- Type: Driving licence
- Issued by: Netherlands
- Purpose: Identification

= Driving licence in the Netherlands =

In the Netherlands, a licence to drive a car (licence B) can be obtained from the age of 17. However, the drivers must be supervised by an adult, who's at least 27 years old, until reaching the age of 18.

If two serious offenses are committed within five years of a licence being issued to a new driver, the holder will have their licence revoked and must pass the test again to get their licence back. The offences include:

- Tailgating
- Exceeding the speed limit by at least 30 km/h (19 mph) (instant revocation when stopped by officers at 50 km/h over the limit)
- Drunk driving (blood alcohol content of 0.2 per mille or above)
- Causing death or injury by dangerous driving

==Requirement==
A moped can be driven by persons aged 16 or over who are in possession of a moped licence (category AM). Since March 1, 2010 every driver is required to pass a practical exam in addition to a theory exam. Holders of category A or B licences are allowed to drive a moped without any additional documents or testing.
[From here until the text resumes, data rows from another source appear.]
PR #246, opened 2024-05-08
add recipe button

antomax33:


app/src/main/java/com/github/se/polyfit/ui/screen/NutritionScreen.kt
```diff
@@ -46,7 +47,8 @@ fun NutritionScreen(
         BottomBar(
             setMeal = mealViewModel::setMeal,
             isComplete = isComplete,
-            navigateForward = navigateForward)
+            navigateForward = navigateForward,
+            mealViewModel = mealViewModel)
```
aprilslis, line 51: I think it is generally better to pass the method only (see `setMeal` above) instead of the whole mealViewModel
```suggestion
            updateMealData = mealViewModel::updateMealData)
```

app/src/main/java/com/github/se/polyfit/ui/screen/NutritionScreen.kt
```diff
@@ -79,14 +81,26 @@ private fun TopBar(navigateBack: () -> Unit) {
 }
 
 @Composable
-private fun BottomBar(setMeal: () -> Unit, isComplete: Boolean, navigateForward: () -> Unit) {
+private fun BottomBar(
+    setMeal: () -> Unit,
+    isComplete: Boolean,
+    navigateForward: () -> Unit,
+    mealViewModel: MealViewModel
```
aprilslis, line 88:
```suggestion
    updateMealData: () -> Unit
```

aprilslis (commented):
Looks good but one small thing

app/src/main/java/com/github/se/polyfit/ui/screen/NutritionScreen.kt
aprilslis: can you do something like `updateMealData = { createdAt ->  mealViewmodel.updateMealData(createdAt = createdAt) }`

app/src/main/java/com/github/se/polyfit/ui/screen/NutritionScreen.kt
```diff
@@ -79,14 +81,26 @@ private fun TopBar(navigateBack: () -> Unit) {
...
             horizontalAlignment = Alignment.CenterHorizontally) {
               PrimaryButton(
-                  onClick = { Log.v("Add Recipe", "Clicked") },
+                  onClick = {
+                    Log.v("Add Recipe", "Clicked")
+                    navigateForward()
+                    // Set the date of the meal to the minimum value to set a default value
+                    // who will not be on the data we see.
+                    updateMealData(LocalDate.MIN)
+                    setMeal()
```
RandomUsername1315, line 102: ## Issue Description

There appears to be a problem when the meal is incomplete. The button `Add To Diary` remains always active even when not all the necessary information has been entered.. This issue allows the `setMeal()` function to be called prematurely, which leads to an error. The function is designed to check if the meal information is complete before it proceeds to store the data in the database.

### Example Of the Error
[Watch the example video](https://github.com/swent-group10/polyfit/assets/100274930/9966ae59-0916-4912-a4ff-19c67d88999d)

RandomUsername1315 (commented):
Everything looks ok. Just one small issue.

medwardson (approved):
Looks like you've addressed all the comments, works as expected, nice job

PR #253, opened 2024-05-09
Modified Spoon API to fetch recommendations

RandomUsername1315:
# Pull Request Overview

- This PR builds upon #245 by adding backend logic to recommend recipes based on a potential list of ingredients. It retrieves information about the recipes, such as the number of missing ingredients, the number of likes, and an image of the recipe.

## Changes

- **Create `RecipeFromIngredientsResponseAPI.kt` class**: Represents the potential response from the API for a recipe-from-ingredients query.
- **Modify `SpoonacularApiCaller.kt` class**: Updated to handle recommendation requests.
- **Modify `RecipeCard.kt` class**: Updated the placeholder image to the logo.
- **Create `RecipeRecommendationViewModel.kt` class**: Represents the ViewModel for the recipe recommendation UI.

## Future Work

- Add a detailed view when a recipe is selected.

## Video of the New Implementation
[View the implementation video](https://github.com/swent-group10/polyfit/assets/100274930/7e1248ed-7966-4eb2-9de8-c51c392cce64)


app/src/main/java/com/github/se/polyfit/data/api/RecipeFromIngredientsResponseAPI.kt
```diff
@@ -0,0 +1,48 @@
...
+) {
+  companion object {
+    fun faillure(): RecipeFromIngredientsResponseAPI {
+      return RecipeFromIngredientsResponseAPI(status = APIResponse.FAILURE, recipes = emptyList())
+    }
+
+    fun fromJsonObject(jsonArray: JSONArray): RecipeFromIngredientsResponseAPI {
+      try {
+        val recipes = mutableListOf<Recipe>()
+        for (i in 0 until jsonArray.length()) {
```
Neb1010, line 21: 1 pt of complexity

app/src/main/java/com/github/se/polyfit/viewmodel/recipe/RecipeRecommendationViewModel.kt
```diff
@@ -0,0 +1,26 @@
...
+import kotlinx.coroutines.withContext
+
+@HiltViewModel
+class RecipeRecommendationViewModel
+@Inject
+constructor(private val spoonacularApiCaller: SpoonacularApiCaller) : ViewModel() {
+
+  suspend fun recipeFromIngredients(ingredients: List<String>): List<Recipe> {
+    val recipesResponse =
+        withContext(Dispatchers.IO) { spoonacularApiCaller.recipeByIngredients(ingredients) }
```
Neb1010, line 18: Shouldn't be the default ? I remember we talked about it, and you told me to let `.DEFAULT` and it will pick the best thread.

Neb1010 (approved):
Just the part of the `NavController` that's not perfect about the [doc](https://developer.android.com/guide/navigation/use-graph/navigate), but it's maybe an old pr, where the person didn't know about it, and to refactor this would take a bit of time. In the doc they don't precise what happend if we do it. If the future APK is unstable and there's some bug, maybe a good idea too look at it

app/src/main/java/com/github/se/polyfit/MainActivity.kt
```diff
@@ -75,6 +76,10 @@ class MainActivity : ComponentActivity() {
                 navigateBack = navigation::goBack, navigateTo = navigation::navigateToAddMeal)
           }
           composable(Route.AddMeal) { AddMealFlow(navigation::goBack, navigation::navigateToHome) }
+
+          composable(Route.RecipeRecommendation) {
+            RecipeRecommendationScreen(navController = navController)
```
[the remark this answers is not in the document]
RandomUsername1315: I completely agree with you. However, since I am using the pre-implemented component `GenericScreen.kt`, which directly uses the `navController`, I can't do much without refactoring this component. This should be done in another PR. If you have some free time, feel free to refactor it.

app/src/main/java/com/github/se/polyfit/ui/screen/RecipeRecommendationScreen.kt
```diff
@@ -4,30 +4,43 @@ import androidx.compose.foundation.lazy.LazyColumn
...
 import com.github.se.polyfit.R
 import com.github.se.polyfit.model.recipe.Recipe
 import com.github.se.polyfit.ui.components.GenericScreen
 import com.github.se.polyfit.ui.components.recipe.RecipeCard
+import com.github.se.polyfit.viewmodel.recipe.RecipeRecommendationViewModel
 
 @Composable
-fun RecipeRecommendationScreen(navController: NavHostController, recipes: List<Recipe>) {
+fun RecipeRecommendationScreen(
+    navController: NavHostController,
```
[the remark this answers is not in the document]
RandomUsername1315: Same as before, because it uses the component `GenericScreen.kt` there isn't much I can do.

app/src/main/java/com/github/se/polyfit/data/api/RecipeFromIngredientsResponseAPI.kt
RandomUsername1315: Out of 50 so I should be ok

app/src/main/java/com/github/se/polyfit/viewmodel/recipe/RecipeRecommendationViewModel.kt
RandomUsername1315: You're completely right. Thank you for catching that !

PR #255, opened 2024-05-10
 buttons component and nutritionalInformation

sharif-bbd:
This branch aims to refactor the components package to lower the complexity. 

# files to modify:

- [x] BookmarkButton.kt
- [x] GradientButton.kt
- [x] NutritionalInformation.kt
- [x] MealTagDialog.kt
 Since the requirements on complexity changed and it isn't necessary anymore I didn't continue the refactoring of the components package but can and will in the future whenever I get the time to do so


app/src/main/java/com/github/se/polyfit/ui/components/button/BookmarkButton.kt
```diff
@@ -29,18 +29,26 @@ fun BookmarkButton(
...
   }
 }
+
+private fun addOrRemoveRecipe(
+    isChecked: Boolean,
+    recipe: Recipe,
+    addRecipe: (Recipe) -> Unit = {},
+    removeRecipe: (Recipe) -> Unit = {}
+) {
+  when (isChecked) {
```
antomax33, line 50: Now that we don't need <50 complexity. Isn't it better to just put an if else?

antomax33 (approved):
It is not more readable but it was good for the complexity

app/src/main/java/com/github/se/polyfit/ui/components/button/BookmarkButton.kt
sharif-bbd: Well i'm thinking it is good practice and if for the next milestone they are stricter on complexity it will be changed anyway

PR #257, opened 2024-05-10
Feature/login/keepconnected

antomax33:


app/src/main/java/com/github/se/polyfit/ui/utils/Authentication.kt
```diff
@@ -4,59 +4,85 @@ import android.app.Activity
...
+
+    val signInIntent =
+        AuthUI.getInstance().createSignInIntentBuilder().setAvailableProviders(providers).build()
+
+    signInLauncher!!.launch(signInIntent)
+  }
+
+  fun setCallback(callback: () -> Unit, justToHave2ArguementHilt: Int) {
+    this.callback = callback
+  }
```
antomax33, line 57: I need to add a useless argument otherwise Hilt will be confuse with another function

app/src/androidTest/java/com/github/se/polyfit/MainActivityTest.kt
Neb1010, line 1: ### Strengths
- Usage of ActivityScenario: ActivityScenario is well-used to launch and interact with the MainActivity.
- Clear Test Logic: Each test has a clear purpose: testing sign-in and sign-out functionalities.
- Logging: Logging is added to trace the waiting period for authentication, which can be useful for debugging.
### Improvement
- Busy Waiting Loop: The while loop with sleep(10) is a busy-waiting loop, which is not efficient and can slow down the tests.
- Timeout Handling: The current timeout handling is a hardcoded loop with a limit of 10,000 iterations, which might not be reliable.
- Callback Usage: The setCallback method is called with empty logic {}, which might not be effective for testing.

app/src/androidTest/java/com/github/se/polyfit/ui/utils/AuthenticationTest.kt
Neb1010, line 1: ### strengths 
- Global Timeout Rule: The inclusion of a global timeout rule ensures that tests do not run indefinitely, which is good practice.
- Setup and Teardown Methods: The @BeforeTest and @AfterTest methods are used to prepare the test environment and clean up afterwards.
### Improvement
- Commented-Out Code: Several lines of code are commented out, which makes it unclear what the intended behavior is.

app/src/main/java/com/github/se/polyfit/MainActivity.kt
```diff
@@ -40,21 +48,31 @@ class MainActivity : ComponentActivity() {
...
+            userFirebaseRepository = userFirebaseRepository)
+
     // TODO: technical debt, next deadline find better way to pass arguments from overview screen
     // to add meal screen
     setContent {
       PolyfitTheme {
         val navController = rememberNavController()
         val navigation = Navigation(navController)
-        NavHost(navController = navController, startDestination = Route.Register) {
+        authentication.setCallback({ navigation.navigateToHome() }, 3)
```
Neb1010, line 64:
```
        authentication.setCallback({ navigation.navigateToHome() }, 3)
```
magic number

app/src/main/java/com/github/se/polyfit/ui/utils/Authentication.kt
Neb1010: This function has to be named like this ?

app/src/main/java/com/github/se/polyfit/ui/utils/Authentication.kt
Neb1010, line 1: ### Strengths
- Comprehensive Functionality: The class covers all essential authentication tasks, including sign-in, sign-out, and user information management.
- Separation of Concerns: Methods are well-separated, each handling specific aspects of the authentication process.
### Improvement
- Callback Initialization: The callback initialization message ("Callback not set") could be misleading. Consider a more informative default or a way to ensure it is always set.
- Null Checks: Additional null checks and safety mechanisms could be added to avoid potential null pointer exceptions.
- Context Management: The use of context should be consistent and preferably final to avoid accidental reassignment.
- ui/utils is maybe no the right place for this files

Neb1010 (approved):
Very good addition to the project.

medwardson:
I'm not sure if this is expected, but, it seems like a bit of a weird UX. When I open the app for the first time, it doesn't let me pretty the sign-in button. Rather, it automatically presses it and gives the login message. The expected experience would be that it only prompts once I click the button

antomax33:
@medwardson If it is the first time the application is launched, the first page will be shown and the user need to click on the login button, otherwise, the application will auto-loged (probably your case) and directly get the information and go to the homepage.

medwardson:
I am talking about the first time it is launched after both clear data and uninstall, it auto presses the button

> If it is the first time the application is launched, the first page will be shown and the user need to click on the login button

This part does not happen for me, I immediately go here:

Screenshot 2024-05-20 at 10 48 11 AM

antomax33:
@medwardson Yeah even if you uninstall and clear cache and everything, google connect will keep in memory that you have been loged to this app with your google account. So it will auto-login. There is no difference betweeen this and if you go to the app normally.

app/src/main/java/com/github/se/polyfit/di/UserModule.kt
```diff
@@ -90,16 +89,6 @@ object UserModule {
...
-  @Provides
-  @Singleton
-  fun provideAuthentication(
-      @ApplicationContext context: Context,
-      user: User,
-      userFirebaseRepository: UserFirebaseRepository
-  ): AuthenticationCloud {
-    return AuthenticationCloud(context, user, userFirebaseRepository)
-  }
-
```
RandomUsername1315, line 102: Potential issue I just realized: the first time the user signs into the app, because the value of `user` is set to `"test"` when Firebase is initialized, the meals will be stored there instead of in the current user's folder. Do you think this could potentially cause problems ?

app/src/main/java/com/github/se/polyfit/model/user/User.kt
```diff
@@ -26,7 +26,7 @@ data class User(
   }
 
   fun isSignedIn(): Boolean {
-    return id.isNotEmpty()
+    return id.isNotEmpty() && !id.equals("testUserID")
```
RandomUsername1315, line 29: Would it be more consistent to also check if the Firebase user is logged in?

RandomUsername1315 (commented):
Really good overall just a few remarks.

app/src/main/java/com/github/se/polyfit/ui/utils/Authentication.kt
```diff
@@ -4,59 +4,84 @@ import android.app.Activity
...
 
-    signInLauncher.launch(signInIntent)
+    signInLauncher!!.launch(signInIntent)
+  }
+
+  fun signOut() {
+    AuthUI.getInstance().signOut(context)
+    user.signOut()
+    isAnswered = false
   }
```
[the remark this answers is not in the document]
aprilslis: My code has been merged, so @antomax33 if theres anything that is not addressed in the signout in my implementation you can include it to work with keepconnected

From 1 July 2015, a driving licence is required for a tractor designated with T. This licence can be obtained from 16 years of age. People with a driver's licence for cars (B) obtained on or before July 1, 2015 can drive a tractor without additional exams.

==Procedure==
There are a few steps one needs to follow to obtain a licence. One has to go to a driving school (rijschool) and start to learn how to drive. There is also a compulsory theory exam at the CBR (Centraal Bureau Rijvaardigheidsbewijzen). In the Netherlands, bicycles are a very important part of the test. Cyclists are everywhere and cars need to yield to them quite frequently. Not yielding to a cyclist during your exam means you have failed automatically. One can also take the test in an automatic vehicle, which means one is only allowed to drive an automatic vehicle (code 78). There is no legal minimum number of lessons to be taken.

When the learner has passed their theory exam, they can request a TTT (TussenTijdse Toets). This is an intermediate exam in which the learner needs to do two special manoeuvres. If they complete these successfully, they are exempted from those manoeuvres in the final practical test. The manoeuvres include:

- Parking
- Turning
- Stopping (stopopdracht), i.e. stop behind a vehicle and drive away

A learner who has passed the theory exam can take the practical exam, provided the CBR has decided that the learner is eligible. One has to fill out an EV (Eigen Verklaring): a list of eleven questions about one's general health (e.g. "have you ever been treated for a mental illness or do you have diabetes?")
The practical exam covers everything that should have been learned: looking in the inside mirror, then the wing mirror and then over one's shoulder at every turn (twice per turn), driving onto and on the motorway, knowing what is under the bonnet, what all the lights on the dashboard mean, etc.

After passing the exam, one has to go to the town/city hall with an approved passport photograph; a few days later, the licence can be collected. When the practical exam is completed by a 17-year-old, they also need a pass to get their licence. The pass includes the name of the driver and the name(s) of the supervisors: only the supervisors named on the pass can supervise.